Segment Start: DATA PROVIDED

PR #7071, opened 2023-01-05
[Lang] Deprecate the dynamic_index switch

strongoier:
Issue: #2590

### Brief Summary

Dynamic indexing is now automatically supported and no switch is needed.

### DIFF
--- a/tests/test_utils.py
+++ b/tests/test_utils.py
@@ -192,14 +192,10 @@ class TestParam:
 
 if os.environ.get('TI_LITE_TEST', ''):
     _test_features = {
-        "dynamic_index": [TestParam(True, [])],
     }
 else:
     _test_features = {
-        #"packed":
-        # [TestValue(True, []),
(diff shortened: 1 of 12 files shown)


tests/test_utils.py
```diff
@@ -192,16 +192,14 @@ def required_extensions(self):
 
 if os.environ.get('TI_LITE_TEST', ''):
     _test_features = {
-        "dynamic_index": [TestParam(False, [])],
+        "dynamic_index": [TestParam(True, [])],
```
lin-hitonami, line 195: Do we still need these code since it's automatically on?

strongoier: Nope. I had an incorrect assumption that `_test_features` had to be non-empty :-)

Fixed with only one commented line left to serve as an example for potential future use.

lin-hitonami (approved):
LGTM

PR #7072, opened 2023-01-05
[lang] Free ndarray memory when it's GC-ed in Python

### LINKED ISSUE #5048: Ndarray lifetime management
Current ndarray implementation doesn't respect python. For example if you do `del ndarray1` only the ndarray object is deleted but the underlying memory is not freed. (managed by Program) 

Ideally we'd want ndarray memory to be freed either when python GCs it or C++ Program gets destructed, whichever comes first. 

- Ndarray cannot be managed solely by Python (like holding a shared pointer to the Device). Otherwise `ti.reset()` won't be able to destruct `Device` object as it does before. 
- Ndarray cannot be solely managed by C++ `Program` class. Otherwise the underlying memory of ndarray won't be freed even after user calls `del ndarray`. 

We gave this a try but had to revert it in https://github.com/taichi-dev/taichi/pull/5019. Need to understand the root cause of the bug first.

ailzhang:
Issue: fixes #5048 

### Brief Summary
  Ndarray's memory allocation is managed by Taichi and Python can control this via Taichi indirectly.
  For example, when an ndarray is GC-ed in Python, it signals Taichi to free its memory allocation. 
  But Taichi will make sure **no pending kernels to be executed needs the ndarray** before it actually 
  frees the memory.

### DIFF
--- a/taichi/python/export_lang.cpp
+++ b/taichi/python/export_lang.cpp
@@ -432,8 +432,7 @@ void export_lang(py::module &m) {
           },
           py::arg("dt"), py::arg("shape"),
           py::arg("layout") = ExternalArrayLayout::kNull,
-          py::arg("zero_fill") = false, py::return_value_policy::reference,
-          py::return_value_policy::reference)
+          py::arg("zero_fill") = false, py::return_value_policy::reference)
       .def("delete_ndarray", &Program::delete_ndarray)
       .def(
           "create_texture",
--- a/taichi/python/export_lang.cpp
+++ b/taichi/python/export_lang.cpp
@@ -432,7 +432,9 @@ void export_lang(py::module &m) {
           },
           py::arg("dt"), py::arg("shape"),
           py::arg("layout") = ExternalArrayLayout::kNull,
-          py::arg("zero_fill") = false, py::return_value_policy::reference)
+          py::arg("zero_fill") = false, py::return_value_policy::reference,
+          py::return_value_policy::reference)
+      .def("delete_ndarray", &Program::delete_ndarray)
       .def(
           "create_texture",
           [&](Program *program, const DataType &dt, int num_channels,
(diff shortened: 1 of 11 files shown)


taichi/python/export_lang.cpp
```diff
@@ -463,7 +463,9 @@ void export_lang(py::module &m) {
           },
           py::arg("dt"), py::arg("shape"),
           py::arg("layout") = ExternalArrayLayout::kNull,
-          py::arg("zero_fill") = false, py::return_value_policy::reference)
+          py::arg("zero_fill") = false, py::return_value_policy::reference,
+          py::return_value_policy::reference)
```
lin-hitonami, line 467: `py::return_value_policy::reference` repeats twice, what does this mean?

ailzhang: oops it's a typo I think...

strongoier (commented):
The tests may be enhanced to verify whether the memory is actually freed.

ailzhang:
> The tests may need some enhancement to verify whether the memory is actually freed.

Nice catch! Yea I've updated the test so that it allocates a lot of memory repeatedly and would've failed if memories were never freed. 

Confirmed this test fails on current master branch and works on this PR, the only quirk is that I also discovered that our ndarray memory on CPU is not properly handled/deallocated so had to exclude cpu backend in this test. Will send a followup PR to fix that separately. PTAL, thanks!

tests/python/test_ndarray.py
```diff
@@ -700,3 +700,28 @@ def test_ndarray_init_as_zero():
...
+    def test():
+        z = ti.ndarray(float, (8192, 8192))
+
+    for i in range(300):
+        test()
+
+
+@test_utils.test(arch=supported_archs_taichi_ndarray)
+def test_ndarray_simple_alloc():
+    z = ti.ndarray(float, (8192))
```
strongoier, line 727:
```suggestion
```
This test is unnecessary.

strongoier (approved):
LGTM!

PR #7089, opened 2023-01-06
[refactor] Remove dependencies on Program::this_thread_config() in gfx::run_codegen

PGZXB:
Issue: #7002

### DIFF
--- a/taichi/cache/gfx/cache_manager.cpp
+++ b/taichi/cache/gfx/cache_manager.cpp
@@ -107,8 +107,11 @@ namespace gfx {
 CacheManager::CacheManager(Params &&init_params)
     : mode_(init_params.mode),
       runtime_(init_params.runtime),
+      compile_config_(*init_params.compile_config),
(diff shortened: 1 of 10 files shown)


taichi/cache/gfx/cache_manager.cpp
```diff
@@ -161,7 +165,8 @@ CompiledKernelData CacheManager::load_or_compile(CompileConfig *config,
     spirv::lower(kernel);
     return gfx::run_codegen(kernel, runtime_->get_ti_device()->arch(),
                             runtime_->get_ti_device()->get_caps(),
-                            compiled_structs_);
+                            compiled_structs_,
+                            config->external_optimization_level > 0);
```
bobcao3, line 169: Can we get the full compile config into run_codegen instead of a single flag?

bobcao3: in case we want to add more backend options / configs down the road

bobcao3 (approved):
LGTM

PR #7387, opened 2023-02-17
[aot] Add test for shared array

### LINKED ISSUE #7274: [aot] Add tests with block_dim and sharearray
It seems setting `block_dim` in `ti.loop_config` and `SharedArray` just works with AOT, but we should definitely add necessary tests to make sure we don't regress in the future.

ailzhang:
Fixes #7274


PENGUINLIONG (approved):
lgtm, thank you

PR #7395, opened 2023-02-18
[vulkan] Change command list submit error message & misc device API cleanups

bobcao3:
### Brief Summary

The confusing "failed to submit command buffer" error message has been replaced with a device lost message (which is the typical type of failure that occurs when failing to submit cmdbuf).

In addition, framebuffer caching code is removed, the reason not to do so is addressed in the comments. There are other misc changes / code quality changes included.


ailzhang (approved):
Thanks!

PR #7407, opened 2023-02-21
[aot] Simplify device capability assignment

PENGUINLIONG:
Issue: #

### Brief Summary

Avoid case specific processing to devcaps


ailzhang (approved):
Thanks!

PR #7410, opened 2023-02-21
[ir] Get the StructType of the kernel parameters

lin-hitonami:
Stack from [ghstack](https://github.com/ezyang/ghstack) (oldest at bottom):
* #7441
* #7420
* __->__ #7410

PR #7411, opened 2023-02-21
[llvm] Allocate the result buffer from preallocated memory

### LINKED ISSUE #7386: `result_buffer` seems not be freed after the program's destruction in CUDA backend
**Describe the bug**
We currently use cudaMalloc to allocate the `result_buffer` instead of using the preallocated memory, and `result_buffer` is never freed. We should allocate it in the preallocated memory.
https://github.com/taichi-dev/taichi/blob/4af54d49b38a40e1035ca36227ddaf342b0b15c0/taichi/runtime/llvm/llvm_runtime_executor.cpp#L578-L580

lin-hitonami:
issue: closes #7386

* #7420
* #7410
* __->__ #7411


taichi/runtime/llvm/llvm_runtime_executor.cpp
```diff
@@ -600,14 +597,16 @@ void LlvmRuntimeExecutor::materialize_runtime(MemoryPool *memory_pool,
 
     CUDADriver::get_instance().memset(preallocated_device_buffer_, 0,
```
ailzhang, line 598: nit: shall well add a note here to tell readers the first `result_buffer_size` of preallocated memory is always result buffer? 

```
| ==================preallocated device buffer =========================== |
|<-reserved for return ->|                        
```
or a prettier one :P ?

ailzhang (approved):
LGTM!

taichi/runtime/llvm/llvm_runtime_executor.cpp
bobcao3: This seems quite important tbh. I guess a better option is to store two pointers one with this offset baked in for the device to suballocate runtime memory?

lin-hitonami: Do we need to keep the original pointer? IIUC this pointer is passed into the runtime allocator and never used again on the host.

lin-hitonami: I will add the comment in another PR because the comment will change in that PR.

PR #7412, opened 2023-02-21
[aot] Reorganize graph argument creation process

PENGUINLIONG:
Issue: #

### Brief Summary

Make it clean.

Note that it's intentionally not modifying the tests. Let's ensure the new interface doesn't lead to any breakage over the existing test cases.

### DIFF
--- a/python/taichi/examples/graph/texture_graph.py
+++ b/python/taichi/examples/graph/texture_graph.py
@@ -51,19 +51,14 @@ def main():
 
     _rw_tex = ti.graph.Arg(ti.graph.ArgKind.RWTEXTURE,
                            'rw_tex',
-                           channel_format=ti.f32,
-                           shape=(128, 128),
-                           num_channels=1)
+                           fmt=ti.Format.r32f,
+                           ndim=2)
     g_init_builder = ti.graph.GraphBuilder()
     g_init_builder.dispatch(make_texture, _rw_tex)
     g_init = g_init_builder.compile()
 
     g_init.run({'rw_tex': texture})
-    _tex = ti.graph.Arg(ti.graph.ArgKind.TEXTURE,
-                        'tex',
-                        channel_format=ti.f32,
-                        shape=(128, 128),
-                        num_channels=1)
+    _tex = ti.graph.Arg(ti.graph.ArgKind.TEXTURE, 'tex', ndim=2)
     g_builder = ti.graph.GraphBuilder()
     g_builder.dispatch(paint, _t, _pixels_arr, _tex)
     g = g_builder.compile()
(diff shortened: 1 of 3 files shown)


python/taichi/examples/graph/texture_graph.py
```diff
@@ -51,19 +51,14 @@ def main():
...
     g_init_builder.dispatch(make_texture, _rw_tex)
     g_init = g_init_builder.compile()
 
     g_init.run({'rw_tex': texture})
-    _tex = ti.graph.Arg(ti.graph.ArgKind.TEXTURE,
-                        'tex',
-                        channel_format=ti.f32,
-                        shape=(128, 128),
-                        num_channels=1)
+    _tex = ti.graph.Arg(ti.graph.ArgKind.TEXTURE, 'tex', ndim=2)
```
ailzhang, line 61: OOC: do we still need fmt info here?

python/taichi/graph/_graph.py
```diff
@@ -97,77 +99,227 @@ def run(self, args):
...
+            if tag == ArgKind.RWTEXTURE:
+                fmt = TY_CH2FORMAT[(kwargs["channel_format"],
+                                    kwargs["num_channels"])]
+                kwargs["fmt"] = fmt
+                warnings.warn(
+                    "The channel_format and num_channels arguments for texture will be deprecated in v1.5.0, use fmt instead.",
+                    DeprecationWarning)
+            else:
+                warnings.warn(
+                    "The channel_format and num_channels arguments are only required for RW textures since v1.5.0, you can remove them safely.",
```
ailzhang, line 170: are they "only required" or " no longer required" :P ?

python/taichi/graph/_graph.py
```diff
@@ -97,77 +99,227 @@ def run(self, args):
...
+    if tag == ArgKind.RWTEXTURE or tag == ArgKind.TEXTURE:
+        if "dtype" in kwargs:
+            warnings.warn(
+                "The dtype argument for texture will be deprecated in v1.5.0, use format instead.",
+                DeprecationWarning)
+            del kwargs["dtype"]
+
+        if "shape" in kwargs:
+            warnings.warn(
+                "The shape argument for texture will be deprecated in v1.5.0, use ndim instead. (Note that you no longer need the exact texture size.)",
```
ailzhang, line 151: OOC: can various textures with the same shape share the same taichi kernel?

ailzhang (approved):
Thanks!

python/taichi/graph/_graph.py
PENGUINLIONG: yes, we have struct for over rw textures

python/taichi/examples/graph/texture_graph.py
PENGUINLIONG: only required for *rw* texture, not for textures

python/taichi/graph/_graph.py
PENGUINLIONG: nice catch

Issue #4455, opened 2022-03-07
ti.atomic_min gives wrong result when an argument is a matrix


neozhaoliang:
For all atomic operations `ti.atomic_min`, `ti.atomic_max`, `ti.atomic_add`, `ti.atomic_sub`, `ti.atomic_and`, `ti.atomic_xor`, they always return the first argument when this argument is a matrix, and raises error if the first argument is a scalar and the second one is a matrix:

Segment End: DATA PROVIDED

Return each line of the records above in which the word "PENGUINLIONG" occurs.

EXPECTED ANSWER
PENGUINLIONG (approved):
PENGUINLIONG:
PENGUINLIONG:
PENGUINLIONG: yes, we have struct for over rw textures
PENGUINLIONG: only required for *rw* texture, not for textures
PENGUINLIONG: nice catch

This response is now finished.